Dangers of Snapchat and Photo Sharing
What we as teachers and parents need to make our children aware of, are the photos on the Internet that they did not post. While Facebook or Twitter pictures require you to tag a friend in order for them to see, apps such as Snapchat base their existence on the privacy of any photos that are sent, because they are erased moments after they are viewed. However, what young tend to miss is that there is nothing stopping the recipient of your photo from taking a screenshot and sharing it with whomever they want. As this Fox News article states, deleted does not always mean deleted. “Also, last October, hackers got their hands on thousands of “deleted” Snapchat images that had been stored on third-party servers. While it wasn’t exactly a breach of Snapchat, it’s further proof that pictures don’t always disappear.” Another piece of evidence surrounding the dangers of Snapchat comes from this article, where the FBI says Snapchat may be making children vulnerable: “The Franklin County Internet Crimes Against Children Task Force says the FBI is warning that pedophiles are instructing underage victims to download the Snapchat app so they can exchange explicit photos, under the false promise the photos will vanish.”
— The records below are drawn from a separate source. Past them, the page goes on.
PR #802, opened 2020-08-17
Use eslint-config-tsdx

### LINKED ISSUE #801: Use an eslint shareable config which can also be used independently of tsdx
### Current Behavior

Sometimes I want to use tsdx's wonderful eslint configuration, but don't need the other functions of `tsdx` (build & test), for whatever reason (see comment https://github.com/formium/tsdx/issues/634#issuecomment-673735730 for specific examples).

One way to do this is to just install the whole `tsdx` package but that will come with a large volume of unused dependencies.

Another way to do it is to just use [`eslint-config-tsdx`](https://www.npmjs.com/package/eslint-config-tsdx), an eslint shareable config with the rules of tsdx. This way we don't get the large volume of unused dependencies, but that package (right now) just mirrors the configuration that lives in `tsdx`, and the two can become out-of-sync.

### Desired Behavior

1. I would like to be able to install and use *just the eslint configuration* from tsdx, without the added weight of the other parts of `tsdx` (build & test).

2. I would also like to be sure I'm using the same eslint configuration in this scenario as when using tsdx itself.

### Suggested Solution

My proposed solution is simply to use `eslint-config-tsdx` (an eslint shareable config with the rules of tsdx, as mentioned above) here, in the `extends` field of the generated eslint config. This way we can achieve both things listed under "Desired Behavior".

There are numerous articles to be read on this subject that point to the dangers of Snapchat for young people. But once again, I do not believe that Snapchat should be banned or avoided at all costs. Instead, it is another opportunity for us to make our students/children aware of the possible dangers and how to avoid them. These discussion are necessary to ensure that our students create a positive digital footprint that will help them in their futures.